Pour Pasolini, l’Afrique était un rêve. Il a voulu réaliser un grand film sur le continent au lendemain des indépendances, projet qui n’a pu voir le jour malgré la sortie de Carnet de notes pour une Orestie africaine, œuvre qui était en réalité un repérage pour les besoins du film à venir.

Il a visité le continent pour la première fois en 1961. Il était fasciné par les luttes pour la décolonisation et l’avènement nouveau de ces nations qui devaient désormais prendre leur destin en main. Chez le poète italien, le continent sonnait également comme une promesse, la possibilité de faire advenir un autre modèle de construction sociale face à ce qu’il considérait être la faillite morale de l’Occident. Pour Pasolini, l’Europe avait désacralisé le sacré, elle avait effacé les traditions et les cultures populaires pour plonger la société dans une forme d’uniformité. Or, Pasolini, qui a écrit ses premiers poèmes en dialecte frioulan, était un partisan acharné de la diversité et des particularités. En ce sens, l’auteur était un adversaire de la mondialisation qui nie les identités particulières pour imposer le rythme du capitalisme dont l’âme est la marchandisation des rapports humains et sociaux. Dans son poème Fragment à la mort, il rappelle avoir perdu foi en l’Europe et avoue : «Afrique ! Ma seule alternative…» Pour le poète, le consumérisme n’est porteur d’aucun progrès, au contraire, il conduit au déclin civilisationnel. Il voyait en l’Afrique un contre-modèle à bâtir et renforcer pour être l’alternative à l’Occident consumériste.

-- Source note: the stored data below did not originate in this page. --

PR #1586, opened 2023-07-14
HTCondor access point wrapper patches

tpdownes:
- Fix HTCondor access point playbook to ensure HTCondor is reloaded when configuration updates
- mimic `time_sleep` solution from #1585 to add IP/name outputs directly to module instead of a "here's a command to run"

### Submission Checklist

### DIFF
--- a/community/modules/scheduler/htcondor-access-point/outputs.tf
+++ b/community/modules/scheduler/htcondor-access-point/outputs.tf
@@ -14,7 +14,12 @@
  * limitations under the License.
  */
 
-output "list_instances_command" {
-  description = "Command to list Access Points provisioned by this module"
-  value       = local.list_instances_command
+output "access_point_ips" {
+  description = "IP addresses of the access points provisioned by this module"
+  value       = local.access_point_ips
+}
+
+output "access_point_name" {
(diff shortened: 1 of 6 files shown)


community/modules/scheduler/htcondor-access-point/outputs.tf
```diff
@@ -14,7 +14,12 @@
  * limitations under the License.
  */
 
-output "list_instances_command" {
```
rohitramu, line 17: Should we keep this output (in addition to the 2 new ones) to avoid breaking existing blueprints?

tpdownes: This is landing on a `htcondor-in-flight` branch I'm deliberately using to stage things before getting to `develop`. So it's not even on develop, much less a release.

rohitramu: Ok, makes sense!

rohitramu (approved):

tpdownes:
@rohitramu I observed a problem in the postcondition and fixed it with a new commit. I believe we should remove the list_instances_command output as it only existed on this feature branch for a few days.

Pier  Paolo Pasolini était un essayiste, un cinéaste et un polémiste. Mais c’était avant tout un poète, qui a signé de grands recueils. Il a aussi dédié au continent africain, une partie de ses talents de préfacier. En témoigne, sa préface «La résistance nègre» d’une anthologie de poètes africains réunie par le poète et militant angolais, Mário Pinto de Andrade.

L’institut culturel italien a projeté le film Prophétie, l’Afrique de Pasolini, où on voit l’auteur évoquer les rapports entre l’Afrique et l’Europe, le Nord et le Sud et développer une pensée prémonitoire sur l’immigration, le multiculturalisme et les débats enflammés actuels sur l’identité, la race, la religion, etc.
On voit dans le film, que chez Pasolini, l’Afrique était un contexte, le lieu d’incubation d’un sous-prolétariat opprimé et vulnérabilisé au potentiel révolutionnaire non exploité.

Ce potentiel révolutionnaire dont parle l’auteur italien est nourri par la pensée tiers-mondiste de Bandoeng, mais aussi par la réalité de son quotidien romain. En effet, selon le cinéaste Bertolucci, Pasolini voyait l’Afrique partout, des bidonvilles de Rome et de New Delhi, aux favelas de Rio, aux quartiers malfamés de Naples. Pour lui, l’Afrique était visible dans toutes les ruelles où les hommes et les femmes s’engluent dans la misère et la privation dans l’attente de réaliser leur rêve de liberté. On retrouve ainsi les références communistes de Pasolini sur l’internationalité du genre humain, l’universalité des conditions matérielles du sous-prolétariat et des raisons de lutter contre la misère, l’exclusion et la violence.

Qu’est devenue l’Afrique imaginée par Pier Paolo Pasolini ? Après des décennies d’indépendance, quels sont les nouveaux défis du continent ? Que faire, pour reprendre la célèbre question de Lénine ? Peut-être, avant toute chose, sacraliser les poètes, car selon les mots de Moravia aux funérailles de Pasolini : «Il en naît seulement trois ou quatre par siècle.»